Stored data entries

PR #481, opened 2026-09-01
Cover view triggers, empty enums and table extras in the diff suite

winebarrel:
The plan fixtures for these paths exist, but coverage is counted per
package, so DiffViews never ran viewTriggerStmts past the nil guard,
DiffEnums never added a value without an anchor, and newTableExtras
never rendered storage, RLS or triggers under its own tests.

Co-Authored-By: Claude Fable 5 <noreply@anthropic.com>
Claude-Session: https://claude.ai/code/session_01NL16AW9aeMc51p16kr1aSV

### DIFF
--- a/catalog/catalog_test.go
+++ b/catalog/catalog_test.go
@@ -8,6 +8,7 @@ import (
 	"github.com/stretchr/testify/require"
 	"github.com/winebarrel/pistachio/catalog"
 	"github.com/winebarrel/pistachio/internal/testutil"
+	"github.com/winebarrel/pistachio/model"
 )
 
 func TestNewCatalog(t *testing.T) {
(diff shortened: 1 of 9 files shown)


winebarrel (commented):
LGTM.

Reviewed the diff and verified locally on the PR head (`83d95e4`): `go vet ./...` is clean, and the parser, pgast, diff, and root dump tests all pass. The catalog closed-connection suite needs a live PostgreSQL, but its expectation (every reader returns an error on a closed connection) is sound.

Notes from the review:

- The `defElemString`/`defElemBool` fold is behavior-preserving: the generated protobuf getters are nil-safe, so `arg.GetString_().GetSval()` returns the zero value on a non-String argument exactly as the removed guards did.
- The Go tests here are justified over YAML fixtures: the coverage gaps are per-package (the fixtures live in the root suite), and the `DumpResult.String()` collision fallback is unreachable through `Client.Dump`, which rejects `--omit-schema` with several schemas.
- The empty-enum test correctly pins the anchor chain: first `ADD VALUE` bare, second anchored `AFTER` the first.
- One tiny nit, not blocking: `TestReadSQLFile_Stdin_ReadError` discards the read end of the pipe without closing it, leaking one fd for the life of the test process.

---

PR #483, opened 2026-09-02
Read a schema in a fixed number of queries

winebarrel:
A table's columns, constraints and policies were read one table at a
time, and a domain's constraints and a composite type's attributes one
type at a time, so a run cost a round trip per object. The gitlab sample
schema took 910 statements for its 1083 tables; it now takes 13.

Each reader now takes the objects it serves and filters on = ANY() over
their OIDs, returning the rows keyed by the OID they belong to. The
catalog is unchanged, and the sample schemas dump byte for byte as
before.

Every existing domain and composite type case declared a single object,
so nothing asserted that a row reaches the object it belongs to, and
handing each object the whole result set passed the suite. Both now
declare several objects, one of them without members.

The performance page notes that its numbers were measured before this,
since the catalog read is what they cover.

Claude-Session: https://claude.ai/code/session_01Y1tQFZ6dtHaafK4vyXaYvA

### DIFF
--- a/CHANGELOG.md
+++ b/CHANGELOG.md
@@ -1,5 +1,9 @@
 # Changelog
 
+## [1.39.0] - 2026-09-02
+
+* Read a schema in a fixed number of queries. A table's columns, constraints and policies were read one table at a time, and a domain's constraints and a composite type's attributes one type at a time, so a run cost a round trip per object. The gitlab sample schema took 910 statements for its 1083 tables; it now takes 13. The cost was in the round trips, so the gain grows with the latency to the database. The catalog is unchanged, so no plan or dump differs.
+
 ## [1.38.1] - 2026-09-01
 
 * Make a table's storage parameters opt-in, behind `--manage-storage-param` (`$PISTA_MANAGE_STORAGE_PARAM`). Managing them by default reset the autovacuum settings a table was tuned with, which are set on the database more often than written in a schema file. Without the flag they are dropped from both sides of the diff: no `SET` or `RESET` is planned, the `WITH` clause a file writes is left off the `CREATE TABLE`, and `dump` does not write one. An index's parameters are part of its definition and are managed either way.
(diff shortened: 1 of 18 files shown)


winebarrel:
LGTM.

Reviewed the diff and ran it locally against PostgreSQL 16: `go build`, `go vet`, `gofmt` and the full `go test -p 1 ./...` suite all pass.

What I checked:

- Every reader that took one object now filters on `= ANY(...::oid[])` and keys its result by the owning OID, and `ListTables`, `ListDomains` and `ListCompositeTypes` consume those maps. No per-object query loop is left in `catalog/`.
- The empty-input early return in each reader keeps a schema with no tables, domains or composite types from sending a query with an empty array.
- `tablesByOID` is only indexed with OIDs that came from the same `tables` slice the query filtered on, so the lookups in `ListConstraintsByTables` and `ListPoliciesByTables` cannot miss.
- The new tests cover the case the old suite could not catch (rows landing on the wrong object, an object with no members staying empty, same table name in two schemas), and the query-count test pins the fixed-statement-count property directly.

One optional nit, not blocking: the comment in `catalog/constraints.go` (around line 65) and two spots in `TODO.md` (lines 214 and 527) still refer to `ListColumnsByTable`, which this PR renames to `ListColumnsByTables`.

---

winebarrel:
Fixed the stale names in 4067970 (amended onto the single commit):

- `catalog/constraints.go:65` -> `ListColumnsByTables`
- `TODO.md:214` and `TODO.md:527` -> `catalog.ListColumnsByTables`

I checked the rest of the tree for the old names. The only remaining hits are three `CHANGELOG.md` entries for past releases (lines 302, 306, 310), which describe those releases as they shipped, so they keep the name that existed at the time.

`go vet`, `gofmt` and `go test -p 1 ./...` still pass against PostgreSQL 16.

---

PR #490, opened 2026-09-02
Widen the restore fidelity check, and fix the self-referencing FK sort

winebarrel:
## Summary

Fifteen new schema files for the restore fidelity check, covering constructs a real schema carries that the check did not reach. Twenty were tried; five failed. One was a bug and is fixed here, three are gaps now recorded in TODO.md, and the fourth TODO.md already covered.

The schemas double as fuzz seeds, since `fuzzseed.Schemas` reads that directory.

## The bug

A foreign key pointing at its own table's primary key, the `parent_id` of a tree, was added to the dependency graph as a self-edge and read back as a cycle. The composite type and view branches already skip a self-reference; the foreign key branch did not.

`orderStatements` runs on every plan and apply, and falls back to category order when the sort fails, so one such table anywhere in the schema dropped the order for the whole run:

```
BASE:  error: failed to execute SQL: CREATE OR REPLACE VIEW public.a_view ...
       ERROR: relation "public.b_view" does not exist (SQLSTATE 42P01)
FIXED: -- Apply finished in 4ms
```

`dump --sort-by-deps` treats a cycle as a hard error and wrote nothing at all.

`testdata/apply/self_fk_keeps_dependency_order.yml` fails without the fix; `testdata/dump/sort_by_deps_self_fk.yml` covers the dump path, and the toposort tests cover the qualified and unqualified reference.

## Gaps recorded rather than fixed

Each file notes what it leaves out, and TODO.md records the work:

- A `NOT VALID` check constraint is restored validated. The catalog reads `convalidated`, but a table's checks are written inside `CREATE TABLE`, where the clause cannot be spelled.
- An identity column's sequence options are not read. `Column.Identity` is a single byte.
- `WITH CHECK OPTION` on a view is not managed.

A sequence explicitly `OWNED BY` a column is dropped from the dump as well, which the existing "Sequence ownership transitions" entry already covers.

## Coverage

`toposort` goes from 97.9% to 99.2% of statements. The schema-qualified `nextval` literal, the form a pg_dump file carries, was reached by no test: both existing ones take the search_path fallback. The two blocks still uncovered are defensive guards on input neither the parser nor the catalog produces.

## Test plan

- `test-fidelity` 30/30 on PostgreSQL 16
- `make test` all packages, `make test-scenario` all scenarios, `make vet` clean
- both fuzz targets clean for 30s against the widened seed corpus
- `make lint` not run: the golangci-lint in this container is built with go1.25 and cannot load a go.mod targeting 1.27

https://claude.ai/code/session_01UCRyMzo6dnwWQf2dzoaBpW

---
_Generated by [Claude Code](https://claude.ai/code/session_01UCRyMzo6dnwWQf2dzoaBpW)_


winebarrel:
Reviewed. LGTM.

## The fix

`toposort/schema.go` is correct and minimal. A self-edge is never a real dependency in a "from depends on to" graph, and Kahn's algorithm can only read one as a cycle, so skipping it is the whole fix. Both the qualified and the unqualified branch are guarded, which matters because the two reach the node by different paths.

I checked out the head and confirmed the new unit test is a real regression test: with the two `ref != k` guards reverted, `TestOrderFromSchema_SelfReferencingFK` fails with `schema dependency sort failed: cycle detected: sorted 0 of 2 nodes`, and it passes with them. `go test ./toposort/` is green on the head as it stands.

The blast radius described in the PR body matches the code: `orderStatements` falls back to `fallbackOrder` on any sort error, so the whole run loses its order, and `dump --sort-by-deps` turns the same error into a hard failure. A `parent_id` tree is common enough that this was worth finding.

## One optional simplification

The self-edge guard now lives at three call sites (composite type attributes, view deps, and FKs), and two branches still lack it: the partition parent (`if defined[*t.PartitionOf]`) and the column type dep (`resolveTypeDep(col.TypeName, ...)`, which can return `k` since tables are in `defined`). `CREATE TABLE public.a (c public.a)` and `PARTITION OF public.a` are both rejected by PostgreSQL but accepted by the parser, so a desired schema or a fuzz input can still reach them and lose the order for the run the same way.

Dropping `from == to` once in `graph.AddEdge` would cover every branch and let all three site-local checks go. Given "do not chase corner cases", leaving it as is with the guard only where a valid schema reaches it is also a defensible call - just noting the asymmetry.

## Schemas and TODO entries

The fifteen new fidelity schemas are complementary to the existing ones rather than overlapping, and they follow the house style (one schema per file, `public` only, a leading comment naming what the file deliberately leaves out). `run.sh` globs the directory and `fuzzseed.Schemas` globs the same one, so both pick them up with no registration - the widened fuzz corpus comes for free.

Each of the three gaps has a TODO.md entry that names the code that would change, and the sequence-`OWNED BY` case correctly points at the existing entry at line 508 instead of adding a fourth. The `check_constraints.sql` note is the sharpest of the three: the constraint is readable but unspellable where it is written, which is a real design point and not just a missing field.

Nothing here is post-PG15 syntax (`NULLS NOT DISTINCT`, `INCLUDE` on a PK, `brin` with `pages_per_range`, transition-table triggers all land in 15 or earlier), so the fidelity run across the 15-18 matrix should agree with the 30/30 you got on 16.

## Minor

- CHANGELOG.md: the repo has not used an `## [Unreleased]` heading before. Every entry so far went in under its version heading in the same change (`## [1.39.0] - 2026-09-02` came in with 4067970). Worth matching unless the move to `Unreleased` is deliberate.
- `make lint` not having run locally is covered: `golangci-lint-action` runs inside each `test (15..18)` matrix job, so CI will report it. The Go diff is two boolean conditions, so there is little for it to find.

No blocking issues. Not approving, per your request.

---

*WHAT YOU SHOULD DO*
Each line from the one with "noting the asymmetry." through the end of the entries above is to be returned word for word. Nothing else belongs in the answer.

*EXERCISE RESPONSE*
Dropping `from == to` once in `graph.AddEdge` would cover every branch and let all three site-local checks go. Given "do not chase corner cases", leaving it as is with the guard only where a valid schema reaches it is also a defensible call - just noting the asymmetry.

## Schemas and TODO entries

The fifteen new fidelity schemas are complementary to the existing ones rather than overlapping, and they follow the house style (one schema per file, `public` only, a leading comment naming what the file deliberately leaves out). `run.sh` globs the directory and `fuzzseed.Schemas` globs the same one, so both pick them up with no registration - the widened fuzz corpus comes for free.

Each of the three gaps has a TODO.md entry that names the code that would change, and the sequence-`OWNED BY` case correctly points at the existing entry at line 508 instead of adding a fourth. The `check_constraints.sql` note is the sharpest of the three: the constraint is readable but unspellable where it is written, which is a real design point and not just a missing field.

Nothing here is post-PG15 syntax (`NULLS NOT DISTINCT`, `INCLUDE` on a PK, `brin` with `pages_per_range`, transition-table triggers all land in 15 or earlier), so the fidelity run across the 15-18 matrix should agree with the 30/30 you got on 16.

## Minor

- CHANGELOG.md: the repo has not used an `## [Unreleased]` heading before. Every entry so far went in under its version heading in the same change (`## [1.39.0] - 2026-09-02` came in with 4067970). Worth matching unless the move to `Unreleased` is deliberate.
- `make lint` not having run locally is covered: `golangci-lint-action` runs inside each `test (15..18)` matrix job, so CI will report it. The Go diff is two boolean conditions, so there is little for it to find.

No blocking issues. Not approving, per your request.

---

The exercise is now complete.